Among the entries, how many lines carry the string "state"? Give the number and nothing else.

§ §

PR #199, opened 2022-12-03
Custom Report Frequency

### LINKED ISSUE #204: [Frontend] Custom Reporting Frequency

mxosman:
## Description of the change

Allows user to specify and update reporting frequency for each metric.

Quick Demo: 

https://user-images.githubusercontent.com/59492998/205953863-40c2098b-54df-4cd0-8a80-8e9f406c29cb.mov

## Related issues

Closes #204 

### Development

### Code review


mxosman:
There's a weird flakey bug that only appears to be happening on my end (curious if anyone else can repro) where some of the metrics aren't saving properly:


https://user-images.githubusercontent.com/59492998/205954548-f6b70715-4325-4cd0-bfb9-ec54b45e0a60.mov

publisher/src/stores/MetricConfigStore.tsx
```diff
@@ -324,7 +326,7 @@ class MetricConfigStore {
     system: AgencySystems,
     metricKey: string,
     enabledStatus: boolean,
-    metadata?: { [key: string]: string }
+    metadata?: { [key: string]: string | number | null }
```
terryttsai, line 329: Should the keys of the metadata be typed? like 
```
label: string;
description: string;
...
```

publisher/src/stores/MetricConfigStore.tsx
```diff
@@ -356,6 +362,50 @@ class MetricConfigStore {
...
 
+  updateMetricReportFrequency = (
+    system: AgencySystems,
+    metricKey: string,
+    update: {
+      frequency?: ReportFrequency;
+      customFrequency?: ReportFrequency | string;
+      startingMonth?: number | null;
+    },
+    reenableMetric?: boolean
```
terryttsai, line 373: Maybe we can just have `updateMetricReportFrequency` always set enabled to true? is there a case of updating the metric frequency but we want the metric to stay disabled?

publisher/src/stores/MetricConfigStore.tsx
```diff
@@ -356,6 +362,50 @@ class MetricConfigStore {
...
+      this.metrics[systemMetricKey].frequency = update.frequency;
+    }
+    if (update.customFrequency !== undefined) {
+      this.metrics[systemMetricKey].customFrequency = update.customFrequency;
+    }
+    if (update.startingMonth !== undefined) {
+      this.metrics[systemMetricKey].startingMonth = update.startingMonth;
+    }
+    if (reenableMetric) {
+      this.updateMetricEnabledStatus(system, metricKey, true);
```
terryttsai, line 396: It's a little confusing to me that `updateMetricEnabledStatus` is also used to initialize the metric config's info values, I'm thinking there should be a `updateMetric` that takes in any keys, then `updateMetricEnabledStatus` uses that function to specifically set the `enabled` key. 

Like
```
updateMetricEnabledStatus = (
    system: AgencySystems,
    metricKey: string,
    enabledStatus: boolean,
  ): MetricSettings => {
  return this.updateMetric(system, metricKey, { enabled: enabledStatus });
}
```

Then `updateMetric` can be used when initializing all the other values

terryttsai (approved):

terryttsai:
Sorry, I accidentally approved when I meant to leave comment :P

terryttsai (changes requested):
Sorry, I meant to comment rather than approve!

publisher/src/stores/MetricConfigStore.tsx
```diff
@@ -52,7 +52,8 @@ class MetricConfigStore {
       label?: string;
       description?: Metric["description"];
       frequency?: Metric["frequency"];
-      customFrequency?: Metric["custom_frequency"];
+      customFrequency?: Metric["custom_frequency"] | string;
```
terryttsai, line 55: is this because these fields are optional? do they have to be optional?

publisher/src/stores/MetricConfigStore.tsx
terryttsai: Or we can just have the `updateMetric` function, we don't need `updateMetricEnabledStatus`

publisher/src/components/MetricConfiguration/Configuration.tsx
```diff
@@ -73,24 +78,32 @@ export const Configuration: React.FC<MetricConfigurationProps> = observer(
...
     const activeDimensionKeys =
       activeDisaggregationKey &&
       dimensions[systemMetricKey]?.[activeDisaggregationKey]
         ? Object.keys(dimensions[systemMetricKey][activeDisaggregationKey])
         : [];
 
-    const metricDisplayName = metrics[systemMetricKey]?.label;
-
     const metricEnabled = Boolean(metrics[systemMetricKey]?.enabled);
+    const frequency = metrics[systemMetricKey]?.frequency;
```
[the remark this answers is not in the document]
mxosman: Yeah, I ran into a crash because `metrics[systemMetricKey]` - total guess - but I think now that we have everything routed through URLs, there maybe a brief moment where metrics[systemMetricKey] is `undefined` before it goes through initialization.

publisher/src/stores/MetricConfigStore.tsx
mxosman: When there is no `customFrequency` the backend sends an empty string.

publisher/src/stores/MetricConfigStore.tsx
mxosman: I don't think so? I think we kept this purposefully typed in a flexible way so we can pass in any new property that needs rendering - this is just the first time and only in this function's `metadata` that we will receive `number` and `null`.

publisher/src/stores/MetricConfigStore.tsx
mxosman: Great idea! I wasn't sure if always sending `enabled` even when the status is already enabled (say you've already selected "Monthly" - and you go to select "Annual") would be suboptimal.

publisher/src/stores/MetricConfigStore.tsx
mxosman: I'm not sure I 100% agree. Originally when we set up these functions, we realized a need to initialize values in the store that will be rendered - and the simplest solution we agreed on was passing in an optional `metadata` (which is never run if not passed in). All of the other pieces aside from the metadata logic are crucial - not sure we can just get away with an `updateMetric` that doesn't have the same core pieces we thought out beforehand.

Please let me know if I'm misunderstanding!

publisher/src/stores/MetricConfigStore.tsx
lilidworkin: Would it help if the backend sent None instead? That feels more correct to me?

publisher/src/components/MetricConfiguration/Configuration.tsx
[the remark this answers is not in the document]
lilidworkin: I'm also not sure about this, we just kept it the same on the backend to minimize the number of changes, but it is true that it could cause confusion. I don't feel strongly.

publisher/src/stores/MetricConfigStore.tsx
lilidworkin: I think that's fine -- hopefully the backend is smart enough not to do extra work here, and if not, that's really the backend's problem!

lilidworkin:
@mxosman no rush on this but let me / @nichelle-hall  know if you're able to deploy to playtesting and repro the bug there! And if so, tell us which agency/metrics to use to repro and we'll look into it!

publisher/src/components/MetricConfiguration/Configuration.tsx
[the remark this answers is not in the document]
mxosman: I'm personally leaning towards minimizing the # of changes - but don't feel strongly either.

publisher/src/stores/MetricConfigStore.tsx
mxosman: We can do `None`! I agree with it feeling more correct than an empty string.

mxosman:
> @mxosman no rush on this but let me / @nichelle-hall know if you're able to deploy to playtesting and repro the bug there! And if so, tell us which agency/metrics to use to repro and we'll look into it!

Will do!

publisher/src/stores/MetricConfigStore.tsx
lilidworkin: Great! @nichelle-hall can you make that change?

mxosman:
> @mxosman no rush on this but let me / @nichelle-hall know if you're able to deploy to playtesting and repro the bug there! And if so, tell us which agency/metrics to use to repro and we'll look into it!

OK - great news - I've tried a few agencies and all their metrics and haven't been able to repro! You will see in some areas when you first load a metric - it might by in a funky state, but you can disable and reenable the metric and things work just fine. Would love a sanity check if folks have time/bandwidth!

Here's the playtesting link: https://playtesting---justice-counts-web-qqec6jbn6a-uc.a.run.app

publisher/src/stores/MetricConfigStore.tsx
mxosman: Only if it doesn't complicate things in the backend - both empty string and null will be falsy - so it won't make a huge difference!

lilidworkin:
Awesome, thanks @mxosman ! I also checked it out briefly and wasn't able to repro, but I'll spend a little more time playing around with it later.

publisher/src/stores/MetricConfigStore.tsx
terryttsai: Maybe this proposal makes more sense: 

Instead of having `updateMetricEnabledStatus` handle both changing the metric enabled AND initializing metric metadata, we create a separate `initializeMetric` function like so:

```
  initializeMetric = (
    system: AgencySystems,
    metricKey: string,
    metadata: { [key: string]: string | number | null }
  ) => {
    const systemMetricKey = MetricConfigStore.getSystemMetricKey(
      system,
      metricKey
    );

    /** Initialize nested object for quick lookup and update and reduce re-renders */
    if (!this.metrics[systemMetricKey]) {
      this.metrics[systemMetricKey] = {};
    }

    /** Add metadata required for rendering */
    this.metrics[systemMetricKey].label = metadata.label as string;
    this.metrics[systemMetricKey].description = metadata.description as string;
    this.metrics[systemMetricKey].defaultFrequency =
      metadata.frequency as ReportFrequency;
    this.metrics[systemMetricKey].customFrequency =
      metadata.customFrequency as ReportFrequency;
    this.metrics[systemMetricKey].startingMonth = metadata.startingMonth as
      | number
      | null;
  };
```

then `updateMetricEnabledStatus` can be simplified to just only updating the metric enabled state?

Originally I was thinking of some base-level `updateMetric` function that is shared between these different update functions but how does this proposal sound?

publisher/src/stores/MetricConfigStore.tsx
terryttsai: So I see a lot of casting as string and null going on here, and I also see the `label, description, frequency, customFrequency, startingMonth` params being redefined often. I think in a follow-up PR this could be cleaned up, something like: https://github.com/Recidiviz/justice-counts/commit/e7a5ac75147af607b0ee956ab1064bc4da6c5abd

By typing metadata into these specific keys, then I no longer have to cast all the metadata as string or ReportFrequency for each key. I hadn't taken a good look to understand the system in place so let me know if this is totally off the mark with what you're going for!

publisher/src/stores/MetricConfigStore.tsx
terryttsai: Hey so perhaps in a follow-up PR I'm wondering if we can change the type around such that we won't need to cast as string here: https://github.com/Recidiviz/justice-counts/commit/e7a5ac75147af607b0ee956ab1064bc4da6c5abd

terryttsai (approved):
This system looks good to me, thanks for reasoning out and dealing w all the complexity here! I answered your question to my feedback and left a quick proposal for possible further type improvements in the future, though I hadn't looked at this long enough to know if what I'm proposing makes sense for this feature. Let's get this merged in!

terryttsai:
Oh the commit I put up https://github.com/Recidiviz/justice-counts/commit/e7a5ac75147af607b0ee956ab1064bc4da6c5abd also includes the `initializeMetric` I was alluding to [here](https://github.com/Recidiviz/justice-counts/pull/199#discussion_r1042787730), the next step down that route is to use that method for initialization, and remove `metadata` from `updateMetricEnabledStatus`

publisher/src/components/MetricConfiguration/Configuration.tsx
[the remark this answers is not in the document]
mxosman: I wonder if we'll run into `systemMetricKey` being undefined with the new changes in main - since entering an invalid/empty value for metric/system in params gets autocorrected.

publisher/src/stores/MetricConfigStore.tsx
terryttsai: Looks good!

publisher/src/stores/MetricConfigStore.tsx
terryttsai: Thanks for making the task for it! Glad it makes sense after I had some thought to write it out!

§ §

> [The completed task]: 2